Было бы, однако, величайшей ошибкой приписывать эту внезапную перемену в настроении духа философа какой-нибудь из тех причин, которые обыкновенно вызывают подобные действия. Насколько я знаю Пьера Бон-Бона, он менее чем кто-либо способен был поддаться обманчивой внешности. Такой тонкий наблюдатель людей и вещей не мог не раскусить с первого взгляда, что за гость явился к нему. Замечу, что нога посетителя была очень странной формы, что он держал над головой необычайной величины шляпу, что задняя часть его панталон как-то странно вздувалась, и фалды фрака заметно шевелились. Судите же сами об удовольствии нашего героя, когда он увидел себя в обществе особы, к которой всегда питал глубочайшее почтение. Он был, однако, слишком тонкий дипломат, чтобы выдать свои подозрения хоть малейшим намеком. В его намерения вовсе не входило показать, что он сознает высокую честь, которой удостоился так неожиданно; ему хотелось завлечь гостя в разговор и выудить у него какие-нибудь важные этические идеи, которые могли бы, найдя место в предполагаемом издании, просветить человечество и обессмертить автора, – идеи, которых смело можно было ожидать от посетителя помня о его преклонном возрасте и всем известной опытности в вопросах морали.

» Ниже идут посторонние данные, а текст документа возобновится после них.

PR #2648, opened 2023-06-12
AutoGPTQ: Add UI and command line support for disabling fused attention and fused MLP

TheBloke:
AutoGPTQ defaults to enabling fused attention and fused MLP.  These are controlled by the following parameters to `.from_quantized()`:
```
inject_fused_attention
inject_fused_mlp
```

Fused attention applies to both CUDA and Triton modes. Fused MLP is Triton only.

These params improve inference performance by a decent amount.  But they also increase VRAM requirements.

The upshot is that a user with a 12GB card cannot do full 2048 context on a 13B model with AutoGPTQ CUDA with default settings - they will OOM at around 1630 tokens returned.  And a user with a 24GB card can only do full 2048 context on a 30B model if they don't have any monitors plugged in; 2048 context finishes with about 13MB free out of 24GB.

Therefore these users will benefit from being able to optionally disable these features.  I have confirmed that with fused attention disabled, a 13B model can return a full 2048 context within 12GB (it's still very close - at one point only 56MiB was free, although it finished the 2000 tokens returned with 322MiB free)

This PR adds UI and command line support for disabling these params.  As AutoGPTQ defaults to having the params on, I have implemented the switches in the negative, as `no_inject_fused_attention` and `no_inject_fused_mlp`.

Thanks

### DIFF
--- a/README.md
+++ b/README.md
@@ -249,8 +249,10 @@ Optionally, you can use the following command-line flags:
 
 | Flag             | Description |
 |------------------|-------------|
-| `--triton`       | Use triton. |
-| `--desc_act`     | For models that don't have a quantize_config.json, this parameter is used to define whether to set desc_act or not in BaseQuantizeConfig. |
+| `--triton`                     | Use triton. |
+| `--no_inject_fused_attention`  | Disable the use of fused attention, which will use less VRAM at the cost of slower inference. |
+| `--no_inject_fused_mlp`        | Triton mode only: disable the use of fused MLP, which will use less VRAM at the cost of slower inference. |
+| `--desc_act`                   | For models that don't have a quantize_config.json, this parameter is used to define whether to set desc_act or not in BaseQuantizeConfig. |
 
 #### GPTQ-for-LLaMa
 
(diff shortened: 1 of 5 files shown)


TheBloke:
Just realised there's a problem I need to fix

TheBloke:
OK that should be fine now.

oobabooga:
Thanks for the clean PR, @TheBloke! I have made a test with `llama-30b-4bit-128g`, and I OOM with 1671 context with or without `--no_inject_fused_attention`. The performance was about 13% slower. Since it helps people with 12gb GPUs run 13b models, it's good addition to have.

TheBloke:
Thanks @oobabooga  !

The reason you always OOM'd on the 30B is that it has group size 128.  With AutoGPTQ and GPTQ-for-LLaMa, it's necessary to set group_size = None (`-1`) to avoid OOM on 30B models on a 24GB card.   All my 30B models have group_size None for that reason (then they also have desc_act/act-order = True to compensate on the accuracy front - I don't enable act-order when group_size is used else performance is terrible and compatibility is affected for those using old GPTQ-for-LLaMA. But without group_size, act-order works fine and helps the perplexity a fair bit.)

I'm a bit surprised to hear there that you saw exactly the same OOM point with and without inject fused attention. I guess at a certain point it suddenly grows by a significant chunk and the small VRAM reduction wasn't enough to prevent that.

I'm hopeful that on a 30B no-groupsize model, disabling fused attention would give enough of a VRAM margin for someone to still leave their monitors connected while reaching 2048. I've not tested that yet, I will do at some point.

(With ExLlama you can do 128g on 30B and still have gigs to spare on a 24GB card, but that implementation is insane :) )

PR #2688, opened 2023-06-14
Add context_instruct to API. Load default model instruction template …

atriantafy:
Here are two fixes for the API related to controlling instruct models.

* Add context_instruct to API: The instruct context sent to a model is equivalent to OpenAI's System messages, which is something that should be controllable through the API.
* Load default model instruction template if not provided: Currently, if you do not provide instruction_template to the Chat API it will crash, thus the user always has to provide the instruction template with every API request. Oobabooga texgen already detects the correct instruction template internally when loading a model so it makes sense to use this, if the instruction_template parameter is not provided by the user (and thus, the user doesn't have to guess which is the correct template to use, as the server already knows the best template to use)


jllllll:
Maybe I'm mistaken in my interpretation of the code, but it would seem that loading a default model instruction template when not provided will only work for instruct models. There are plenty of models that are not trained for instruction-based tasks, and as a result, will not have an instruction template available for them to load. This problem will also still occur for newer instruct models that do not have a template defined yet.

I think a fallback to a default template is needed for models without one available. A commonly used template like `Alpaca` should work fine.

atriantafy:
> 
Hey @jllllll , thanks , that's a great point. I have included the fallback to Alpaca as you suggested, and tested it with a model that does not specify an instruction template (TheBloke_Karen_theEditor_13B-GPTQ in this case) and it successfully loaded the default Alpaca instruction template.

matatonic:
I like Alpaca as a fallback also (current default fallback in the openai extension), but I'm thinking of switching to Vicuna 1.1 format, which seems to be the dominant option lately and I think generally better suited. Alpaca using '###' as a stopping string is a comically poor choice because python comments, markdown headers, etc. all start with it.

jllllll:
I think the Alpaca devs actually intended it to be used as a markdown header.

oobabooga:
Thanks @atriantafy for the PR and thanks @jllllll and @matatonic for the review.

I agree that Vicuna-v1.1 is a better fallback and have made this change. Also added some API examples.

PR #2554, opened 2023-06-06
Adds guidance extension

paolorechia:
**What is this**
Adds a small API wrapper to the guidance library (https://github.com/microsoft/guidance), using the model loaded by oobabooga's UI.

**Use cases in mind**
Implementation of chain of thought flows (and more complex flows) with guidance, using oobabooga as the model loader, so people can have an easy time loading GPTQ and other types of models. 

**Why**

I've tried adding support to oobabooga's existing API to the guidance library (https://github.com/paolorechia/local-guidance), however not all features were possible to support, since guidance depends on `logprobs` and other data fields from the Hugging Face API for certain features.

**Limitations**
Only works for HuggingFace and GPTQ models so far. Someone already opened a PR in guidance to add supported llama cpp Python bindings: https://github.com/microsoft/guidance/pull/70 - with this, we'll be able to support LLaMA GGML models. 

**How to use**
The exposed API endpoint can easily be used with the thin wrapper (andromeda-chain):

```pip install andromeda-chain```
 
Repository: https://github.com/ChuloAI/andromeda-chain
Example code:
```python
from andromeda_chain import AndromedaChain, AndromedaPrompt, AndromedaResponse

chain = AndromedaChain("http://0.0.0.0:9000/guidance_api/v1/generate")

prompt = AndromedaPrompt(
    name="hello",
    prompt_template="""Howdy: {{gen 'expert_names' temperature=0 max_tokens=300}}""",
    input_vars=[],
    output_vars=["expert_names"]
)

response: AndromedaResponse = chain.run_guidance_prompt(prompt)
```

Alternatively, the extension can be used by just implementing a simple HTTP client.

PR #2709, opened 2023-06-16
fixed errors from Guidance API extensions added 

danikhan632:
this is an extension to microsoft/guidance to allow [text-generation-webui](https://github.com/oobabooga/text-generation-webui) models to be used which allow for updated models, easy setup, mutiple GPUs etc to be used with guidance


oobabooga:
The same commend as in https://github.com/oobabooga/text-generation-webui/pull/2554#issuecomment-1599542862 applies. Could you please submit the extension to https://github.com/oobabooga/text-generation-webui-extensions?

Обуреваемый столь хитроумным планом, наш герой и предложил гостю стул, подкинул в огонь вязанку хвороста, расставил на столе несколько бутылок игристого вина. Затем уселся на кресле vis-a-vis с посетителем и ожидал, пока тот начнет беседу.
– Я вижу, вы меня знаете, Бон-Бон, – сказал гость, – ха! ха! ха! – хе! хе! хе! – хи! хи! хи! – хо! хо! хо! – ху! ху! ху! – И, отбросив личину набожности, разинул рот до ушей, обнаружив ряд острых, страшных зубов, закинул назад голову и закатился долгим, громким, бесстыдным, оглушительным хохотом. Черная собака, припав на задние лапы, весело принялась вторить, а пестрая кошка, выгнув дугою спину, завизжала в отдаленнейшем углу комнаты.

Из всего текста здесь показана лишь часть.